» **Input data**:
== Segment start ==

PR #847, opened 2015-01-07
Updated German translations...

kriztan:
...I'm not sure if "Weitere Einstellungen" is the right translation for "advanced mode". Has anybody a better translation?


iNPUTmice:
The 'grant' is more of a 'geben' / 'gewähren' and the remove is more of a 'entfernen'. These are labels for actions and not for something that is displayed and then acknowledged by the user.

and the 'advanced mode' is not something that provides access to more settings but converts the view into an 'expert mode'. So a translation more of 'Erweiterter Modus' (this sounds awkward though) or 'Experten Modus' would be more suitable.

PR #854, opened 2015-01-07
Fix broken string resource

SamWhited:
I suspect this is what they meant. I also suspect the translation should be shorter, but I'll leave that up to the native speakers.

This is considered an error by the linter, and may cause the build to fail depending on the users local settings.


SamWhited:
Oops, fixed as I pushed it.

PR #857, opened 2015-01-09
Tor support

SamWhited:
Previous discussed in #45.

## Current work

- [x] Don't bother checking SRV records for `.onion` domains
- [x] ~~Use Tor for DNS requests~~ (not applicable since we're only doing .onion addresses for now)
- [x] Remove SOCKS config in favor of Tor only
- [x] Make sure `.onion` routing is working
- [x] Use Tor only for .onion addresses until SRV lookups are implemented in Tor's DNS
- [x] Don't error on certificate mismatch for `.onion`; instead, show the warning and let the user choose to pin the invalid cert
- [x] Add Tor support for HTTP connections
- [ ] Make sure HTTP connections aren't leaking DNS all over the floor
- [ ] Add Tor support for Jingle connections

## Possible future improvements

Possible future improvements:

- Add a check to see if Orbot is installed and/or started and display an appropriate error if "Always use Tor" is set or we're connecting to a Tor HS.
- When changing the Tor setting, bounce all non-HS accounts (HS accounts always use Tor).
- Detect Tor proxy and DNS ports instead of hard coding them (Orbot doesn't have an intent for this yet)
- Possibly ensure stream isolation when multiple accounts are in use? This may happen anyways; all the circuit building stuff has changed around since the last time I really dug into Tor in depth.


SamWhited:
@n8fr8 What's the standard distribution channel for NetCipher? Is there a Maven repo I can pull from? I wanted to experiment with its Orbot integration library later today.

Also, do you know if it's Proxy options support doing DNS through the proxy? I'm debating on the best course of action there, as making sure there are no DNS leaks would (probably) require modifictions to minidns [citation needed]. Still have to sit down and figure out how all that works though (it's a bit wird since SOCKS doesn't support UDP in general, but specifically supports the ability to do DNS requests).

iNPUTmice:
Is this something we can finish till Sunday the 18th?
I would like to do the feature freeze for 1.0 this weekend (and release the beta)

(No rush if you don't have the time for it you don't have the time for it. But I thought I'd let you know about my plans.)

SamWhited:
Thanks; I'll see what I can do. I've been busy with a mix of job interviews and work on another project, but shouldn't be too difficult to knock out the rest of my todo list if I just sit down and work on it for a bit.

The only exception would probably be DNS resolution; I still have to look into how that works, but I suspect doing it over Tor won't be possible with minidns.

iNPUTmice:
doesn't orbot provide a local dns server that can be queried?

SamWhited:
It may (that would make things a lot easier); I haven't looked into it.

iNPUTmice:
doesn't look like it unfortunately...
how does Tor resolve domains then? if there are changes required to minidns you can maybe ask @rtreffer for help. afaik he is using conversations himself.

SamWhited:
If it doesn't provide a separate local DNS serer we'll have to use the SOCKS proxy. SOCKS doesn't support UDP in general, but it has special support for DNS and forwards requests.

rtreffer:
AFAIK orbot has a DNS port, so it's just a matter of querying another local port (which the client can't right now, but that would be a trivial change).

SamWhited:
If it does have a DNS port it should be easy enough for us to swap it over; I'm going to be on the road most of today, but I'll check this out tomorrow or later tonight when I get back.

iNPUTmice:
just looked in the app settings instead of trying to Google that with an unstable connection. it seems to have a dns port on 5400

SamWhited:
@iNPUTmice @rtreffer Currently the `queryDNS` function takes the address of the server to query as an argument and the `getSRVRecord` function handles actually looking up the servers to use (which it then passes to `queryDNS`). In my mind it makes more sense to handle the lookup of DNS servers in `queryDNS` as well; this way we can be sure that anything using `queryDNS` uses the proxy server and we don't have to add more logic elsewhere to get the DNS servers from the system if we were to add more DNS related functions in the future.

Does this make sense, or am I missing something and there's a good reason why `queryDNS` handles the lookup of the servers initially?

SamWhited:
I also just realized that the `queryDNS` function isn't as general purpose as I thought and is only called from `getSRVRecord`. Making `queryDNS` private and doing the logic in `getSRVRecord` would be even cleaner.

SamWhited:
> Detect Tor proxy and DNS ports instead of hard coding them

I looked at the Orbot manifest, and unfortunately there doesn't appear to be an intent for this, and getting ahold of the torrc would require root. We could go back to having a general SOCKS proxy option which defaults to the Tor defaults, and a "proxy DNS" port option, but I think it's probably fine just to leave it hardcoded to the Tor defaults.

n8fr8:
Yeah, we don't have an intent for this yet. Most people use the stock ports, and that's what we do for ChatSecure, as well.

iNPUTmice:
The DNSHelper was originally a quick and dirty implementation I wrote myself one night to fetch SRV records. When we migrated to using minidns with version 0.1.2 Rene just made the interface compatible with mine. Meaning that DNSHelper interface wasn't meant to be flexible or anything. Just historical growth.
Feel free to do what ever changes you like. I wouldn't even mind getting rid of that static class at all if you think that would be better.

SamWhited:
Alrighty; that should wrap everything up then. Stress testing time.

Thanks for the info and help all.

SamWhited:
@rtreffer I misunderstood you before that the client can't query another port. Any chance we could get custom port support added to minidns?

rtreffer:
@SamWhited was planning on doing that tonight, especially as it looks like this ticket got some momentum right now :-)
I've a pull request for unit tests waiting, would add that support afterwards and do a release.

SamWhited:
@rtreffer Sounds great; let me know if you need extra hands or eyes on it.

rtreffer:
I think I was wrong, it should already be possible with a minor patch.

Attached patch should work. I'm recompiling Conversations right now to
test it (have to set up orbot, too...)

rtreffer:
@SamWhited I just created https://github.com/SamWhited/Conversations/pull/1 - compile worked, trying it right now......

SamWhited:
@rtreffer Awesome; thanks. I'll test too; let me know if / when you're ready for me to merge that.

rtreffer:
@SamWhited ready to merge / incorperate into this pull request.

But we need a longer DNS timeout for TOR. It looks like the current 5s / query is way to low, the tor client used to allow 300s (at least according to a Mail from 2010).

Working on a patch for minidns.

@iNPUTmice can we switch to the release (maven central) version of minidns?

SamWhited:
RE our discussion on the sub-PR: I think we should just remove the "Never" option, and let "Only for .onion" essentially BE the "Don't use Tor" option (unless you specify a .onion domain, obviously).

rtreffer:
Just addd a pull request to get rid of the embedded minidns, will create / push a version that can handle timeout changes now. Might take 'till tomorrow for mirrors to copy it.
https://github.com/siacs/Conversations/pull/886

iNPUTmice:
I'm fine with leaving the Never option as like you said the only for .onion pretty much covers that.
But I thought we agreed upon not doing the 'Auto' option since that is too dangerous / too unpredictable.

SamWhited:
@iNPUTmice It seemed like a good idea to me as long as it wasn't the default (it is under expert options afterall), but I keep going back and forth on it. Would you like me to remove it?

iNPUTmice:
I honestly don't know... I mean I was the one who originally suggested that. But then I was convinced otherwise and now I can't really picture a use case for that. Either you need / want TOR or you don't...

iNPUTmice:
Maybe if someone would use TOR only in public wifis as some kind of protection layer?! Or to tunnel out of restrictive firewalls?

SamWhited:
I dunno; I'm in the same boat. I added it while I was testing at one point, and just left it.

I think it comes down to what we think "Expert options" mean. If it's the users problem because the forgot that they turned "auto" on and it bites them, then we can leave it. If we want to make the feature that much more idiot proof, then we should take it out.

SamWhited:
We don't detect changes in the Tor status, so maybe disabling it is good just because the user may be signed in, turn Tor on, and THEN think that Conversations is using Tor (even though it would only be using Tor if they signed out and back in). I didn't actually think of that potential confusion.

rtreffer:
minidns 0.1.5 is in transit, and it support get/setTimeout. This should work for tor DNS, although I'm not sure if you can resolve SRV records over tor.

I'll go to bed now, hoping that it's available tomorrow (and #886 merged :-P ).

rtreffer:
Ok, it looks like this can't really work, see https://gitweb.torproject.org/tor.git/tree/src/or/dns.c - I can't find a reference to SRV records (whereas AAAA get's quite some hits).

Have to sleep about it. But it looks like you can't really do xmpp over XMPP without a lot of work on the DNS side....

SamWhited:
@rtreffer I'm not sure where it is in the Tor code, but it seems to work for me (and the log message at least says it's using the correct DNS server).

SamWhited:
@iNPUTmice Sorry for waffling back and forth on this; my mind is clear now though. Why don't we leave "auto" out at least to start, and if someone complains or comes up with a valid use case we can reconsider?

My new thought it: Why introduce complexity if we don't have to? We can always add it back later easily enough if we discover that we were mistaken.

iNPUTmice:
> Why don't we leave "auto" out at least to start, and if someone complains or comes up with a valid use case we can reconsider?

agreed. seems pointless to build a feature that we don't see a real use-case in.

SamWhited:
@iNPUTmice Great; done, rebased, and squashed. Unless you can think of anything else, I think this is ready for more extensive testing and possibly merging.

When minidns 0.1.5 hits Maven we can update to that and use it to adjust the timeouts when Tor is enabled.

iNPUTmice:
Without the auto option we don't need the orbothelper anymore and thus don't need the netcipher dependency anymore? Or am I missing something?

Not demanding you should do this since you already did so much but we should probably TORify the HTTPConnection / image downloader as well.

SamWhited:
Oops, nope, you're correct (honestly, those little helper methods were so simple I don't know why I bothered including the whole lib anyways).

SamWhited:
@iNPUTmice Done. If we need those helper methods in the future, we can just add them directly; adding the entire lib was overkill anyways (since all they do is check if there's a Tor process started / check if Tor is in the /data directory).

SamWhited:
Just noticed a minor problem (which may have been the cause of @rtreffer's issues); it's still trying to check SRV records for .onion domains (that's a simple enough fix though).

SamWhited:
Looks like Android only supports SOCKS4 proxies by default (but we need SOCKS4a to resolve onion addresses). I may pull netcipher back in and use that, or just copy their technique. Looking into it now.

SamWhited:
More notes:

NetCipher has a connection manager that manually sets up a SOCKS4a proxy connection, but it's using a lot of old deprecated classes that don't interoperate with their Apache/Harmony equivalents. It looks like ChatSecure isn't even using NetCipher for .onion support, but contains a few patches for asmack which it applies during the build (maybe @n8fr8 can shed some light on this?).

Will continue to dig tomorrow and update as necessary.

SamWhited:
Decided to try and power through and finish this today since momentum has been so good.

b18a44d45ac7113e6d16fba0502904a3e324e67f adds a SOCKS4a connection handler based on the one from NetCipher. I'm extremely suspicious of it, because I don't understand most of the code (and I don't like using things in a security context if I don't understand them), but it does appear to actually work (I can connect to a hidden service with it).

More testing is needed, and possibly a code review by someone who understands the relations between all the apache connection manager stuff.

rtreffer:
0.1.5 is available.

Am 15. Januar 2015 05:04:40 MEZ, schrieb Sam Whited <notifications@github.com>:
>Decided to try and power through and finish this today since momentum
>has been so good.
>
>b18a44d45ac7113e6d16fba0502904a3e324e67f adds a SOCKS4a connection
>handler based on the one from NetCipher. I'm extremely suspicious of
>it, because I don't understand most of the code (and I don't like using
>things in a security context if I don't understand them), but it does
>appear to actually work (I can connect to a hidden service with it).
>
>More testing is needed, and possibly a code review by someone who
>understands the relations between all the apache connection manager
>stuff.
>
>---
>Reply to this email directly or view it on GitHub:
>https://github.com/siacs/Conversations/pull/857#issuecomment-70037139

-- 
Diese Nachricht wurde von meinem Android-Mobiltelefon mit K-9 Mail gesendet.

SamWhited:
@rtreffer Great! I'm not seeing any timeouts with on my end, but I'll bump it up a bit if we're using Tor, and if anyone else has problems we can adjust once we've got more eyes on it.

rtreffer:
@SamWhited here is what I tried...

1. Fresh conversations install, no accounts, no data
2. Go straight to settings, say "Tor -> Always"
3. Add an account (in my case arty@jabber.ccc.de)

This did not work at all. It did not connect, I did not receive the normal "do you trust this cert" popup. I'll retry today, might have been "bad luck".

SamWhited:
@rtreffer Part of the problem might be with your DNS patch; it's using port 5400 for Tor, but also not checking SRV records. I'll fix in just a second; the if statement is just a bit broad.

SamWhited:
On first start, you can't actually access the settings to turn Tor on (while trying to reproduce the above). You have to enter a fake account, click next, cancel, then go to the settings. Maybe a checkbox for "use tor" or something on first launch?

rtreffer:
@SamWhited yeah, tried .onion first, aborted, which gave me the option to enable tor without any accounts. Note that host.endsWith(".onion") is false for jabber.ccc.de :-)

SamWhited:
@rtreffer Yah, sorry, ignore that. They're one of the two public servers that I've found with a .onion, but that's obviusly not what you meant.

iNPUTmice:
>  Maybe a checkbox for "use tor" or something on first launch?

expose the settings menu item is probably a more straight forward approach

SamWhited:
Yah, I missed the obvious pretty badly on that one.

rtreffer:
I like the rather hidden settings button on the accounts overview. A paranoid user will search for it and everyone else won't find it :-)

I think this is generally a good idea (even outside this pr). Hitting settings before using anything might be handy.

SamWhited:
@rtreffer Let me know if you can reproduce that problem again later; I just tried to follow your steps (clean install, turn orbot on, open Conversations, set use tor to "always" add a new account on jabber.ccc.de) and the cert dialog popped up and I was good to go (the logs confirm that localhost:5400 was used for DNS lookup).

SamWhited:
I think that's everything working. I still can't find an onion domain that I can actually use (one of them never responded when I tried it, the other displayed a security error), but it is establishing a conneciton to the HS properly (I added one on my server; it's not configured properly on the ejabberd side yet, but I can at least see the connection attempt in the logs):

> 2015-01-15 10:20:15.378 [info] <0.559.0>@ejabberd_listener:accept:309 (#Port<0.6403>) Accepted connection 127.0.0.1:42997 -> 127.0.0.1:5444

n8fr8:
Calyx: https://www.calyxinstitute.org/projects/public_jabber_xmpp_server at  ijeeynrc6x2uy5ob.onion
and jabber.ccc.de at okj7xc6j2szr2y75.onion

are both pretty reliable.

Maybe there is an issue with certificate verification? Sometimes that can be tricky, as they may be returning the cert for the non-onion domain.

SamWhited:
Yah, Calyx failed certificate verification:

> D/conversations(29049): jabbertest@ijeeynrc6x2uy5ob.onion: TLS certificate verification failed

jabber.ccc.de's just sat there on "connecting" forever. Will continue to investigate.

SamWhited:
Just tried jabber.ccc.de's HS from chatsecure and it worked, so it must actually be something on our end.

SamWhited:
Aha! I lied, we're getting to the same point as chat secure; I just didn't notice because we don't log the start of the stream and I hadn't stepped through the code yet. So it's successfully connecting to the hidden service.

@iNPUTmice Anything else we need to do before merging?

rtreffer:
I can confirm that it's now working for me. Looks like I had some bad luck yesterday :-( Sorry for the confusion and thank you @SamWhited for your work on reproduce the issue!

iNPUTmice:
SRV lookup over the orbot proxy doesn't work for me.

It connects fine with servers where the domain name is the server adddress (like jabber.ccc.de) (but i don't see the using values from DNS log output)
It runs into a timeout where the domain name has an ip but it is the wrong ip (read not the xmpp servers ip) like yax.im
It doesn't work at all (SOCKS4a connect failed) where the domain name doesn't have a DNS entry at all.

TLDR: SRV lookups don't seem to work with orbot meaning TOR support won't work for (a lot?/some?) clients

iNPUTmice:
I'm unsure on where that leaves us...

Another problem is that we can not really release this without routing jingle and http requests through TOR as well. And I'm unsure on whether or not we can do this till sunday. Especially since with the HTTP image downloader we are going to run into DNS problems as well because java, as mentioned before, doesn't have support for socks4a/socks5. So we would need to pull in a socks5 library I guess?!

SamWhited:
The SOCKS proxy isn't actually being used for DNS (Tor's local DNS server is). I'm not really sure why that's failing; if I step through it, it hits DNS fine but the response is empty. I don't know if this is something on our end, or some weird incompatibility between Tor's DNS server and minidns (though I doubt that's the case).

The only thing the crappy SOCKS4a implementation I wrote is used for is doing name resolution for .onion addresses (these don't actually use DNS).

I'll mess around with it a bit more later and see if I can't get this done. HTTP and Jingle (which I kind of forgot about) should be fairly straight forward if we can be sure DNS is working (I say with trepidation).

iNPUTmice:
> The SOCKS proxy isn't actually being used for DNS (Tor's local DNS server is).

yes I got that. Maybe Rene was right in saying that the TOR dns doesn't do SRV? Maybe we can install `dig` or something on our phones and test orbots DNS server for SRV?

SamWhited:
Checking that as we speak.

SamWhited:
Installing a Debian image that I can chroot into so I can have an actual decent toolchain on my device... will take a bit.

iNPUTmice:
Androids nslookup is the busy box nslookup which doesn't do SRV if I'm remembering that correctly from back in the day when I was trying to get SRV support into Conversations

SamWhited:
Yah, unfortunately that's what it looks like. I'm having trouble getting a Debian chroot working on Android 5 too, so this may be a bit tricky to debug.

n8fr8:
With ChatSecure, we require the connect server to be manually specified (or we have some pre-baked in) for connecting over Tor. This is mostly because we haven't modified minidns to be able to talk to Orbot/Tor's DNS port ourselves.

SamWhited:
I'd definitely prefer to get SRV records working (that's going to be very confusing otherwise), but I suspect @iNPUTmice and @rtreffer are correct and Tor's DNS port just doesn't support SRV records at all.

n8fr8:
There are a finite list of XMPP servers that support .onion domains, so having a built-in list is not a bad short-term to achieve the usability you are seeking.

Anyhow found this ticket: https://trac.torproject.org/projects/tor/ticket/7797 and will check with nickm and others if it is truly still open.

SamWhited:
@n8fr8 Good catch; thanks.

The main problem here isn't with onion domains (which appear to work, since no SRV resolution is required), but with regular domains where the actual server is somewhere else (hence the need for an SRV lookup).

n8fr8:
Ah right. Yes, we build those in for the common/popular servers, but only use them when Tor is enabled.

rtreffer:
That's the ticket I originally found. The other ticket ( https://trac.torproject.org/projects/tor/ticket/7829 ) lists places in the code where it could be added. I didn't find references to SRV in those places (see link to dns.c in older comment).

Anyway, I think it would be quite interesting to raise this on jdev: http://mail.jabber.org/mailman/listinfo/jdev (How should tor be handled)

I've also found one Mail saying that - in theory - .onion could appear in SRV replies.... I'm just 100% unsure if anyone is using that.

SamWhited:
Currently being discussed in #tor-dev on OFTC: https://gitweb.torproject.org/torspec.git/tree/proposals/219-expanded-dns.txt

@rtreffer xmpp.net lists exactly one server with a .onion in the SRV records... so I guess somebody's doing it.

SamWhited:
§ 0.1 Motivation:
> Many applications running over Tor need more than just resolving FQDN to
> IPv4 and vice versa. Sometimes to prevent DNS leaks the applications have to
> be hacked around to be supplied necessary data by hand (e.g. SRV records in
> XMPP).

That last bit amused me...

rtreffer:
Could this pull request be splitted?
IMHO .onion is the easier part and ready to merge (besides jingles / http which could be disabled on first .onion release) or am I missing s.th.?
And having .onion support would be a great first step towards TOR.

iNPUTmice:
I guess I would be fine with only supporting TOR for .onion domains since this would also mean less confusing settings (I hate settings) but not having file transfer?!

SamWhited:
I don't know how useful this would be, but it would be fairly easy as a temporary stopgap for now. I do like fewer settings...

rtreffer:
The problem with jingle is that it should be a peer to peer connection, disclosing yourself in the process.
This is dangerous on TOR, and should be better left off (or implemented differently, e.g. via a HS).

SamWhited:
Jingle via HS would be a nifty feature (and creating a HS is actually pretty easy with Orbot)... but I'm getting ahead of myself.

iNPUTmice:
> The problem with jingle is that it should be a peer to peer connection

it uses the servers socks proxy anyway. because cell phones and NAT. so using TOR shouldn't be too much of a problem

SamWhited:
Made a new branch. Will merge it in here later if we decide to use it. Working on HTTP and Jingle comaptibility now.

SamWhited:
Got distracted shortly after that last comment; may not be able to get to Jingle/HTTP support tonight after all.

SamWhited:
Another thing that should probably go in before .onion support is considered "complete": Mismatched certificates should be downgraded from an error to a warning for HS's (show the cert dialog and allow the user to pin the cert like we'd do for a matching self signed certificate). We require TLS, but I don't know of a single certificate authority that will actually issue a cert for a .onion, or any XMPP server that's using a separate self-signed cert for the .onion.

I'm not sure if this is easily possible with MTM or not.

SamWhited:
Merged in the revert for only using Tor with hidden services and replaced the host name verifier with a no-op version for .onion's as well.

SamWhited:
Added support for proxying HTTP stuff through Tor if the account is a .onion account. I coudn't figure out a decent way to do it with the existing SOCKS4a proxy, so I had to fall back to the build in SOCKS4 proxy class (which means DNS will be leaked). Next step is to figure out where to set a custom resolver so we can point it at Tor's local DNS (which should work fine for this since links will most likely be A, AAAA, or possibly CNAME records).

mdik:
Regarding DNS lookup (sorry if I missed if this was proposed earlier, these threads are _long_):

Would it be hard to cache the server IP address on the device? If not I could imagine that you make the very first connection to the server without Tor, and after that, whenever the SRV lookup fails the client defaults on the IP it remembers from previous connections.

This would mean that the casual Tor user would not be bothered at all, because everything would be handled by Conversations itself.

SamWhited:
DNS lookup was resolved, orbot [provides a DNS port](https://github.com/siacs/Conversations/pull/857#issuecomment-69750514).

mdik:
Ok. So Orbot is more capable than standard Tor in this regard then?

SamWhited:
I'm not sure if "more capable" is how I'd put it; it's just working around limitations in the Android API / of developing on a phone. Standard Tor just acts as a SOCKS5 proxy which can handle DNS itself, but when developing for Android you might not be able to use the SOCKS proxy that way so they provide you a normal DNS endpoint (that itself works over the SOCKS proxy) for you to use.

== Segment end ==

Starting at the line that has "Previous discussed in #45." and ending at the line that has "- [ ] Make sure", please write out the lines above exactly, leaving out all others.

» **Result below**:
Previous discussed in #45.

## Current work

- [x] Don't bother checking SRV records for `.onion` domains
- [x] ~~Use Tor for DNS requests~~ (not applicable since we're only doing .onion addresses for now)
- [x] Remove SOCKS config in favor of Tor only
- [x] Make sure `.onion` routing is working
- [x] Use Tor only for .onion addresses until SRV lookups are implemented in Tor's DNS
- [x] Don't error on certificate mismatch for `.onion`; instead, show the warning and let the user choose to pin the invalid cert
- [x] Add Tor support for HTTP connections
- [ ] Make sure HTTP connections aren't leaking DNS all over the floor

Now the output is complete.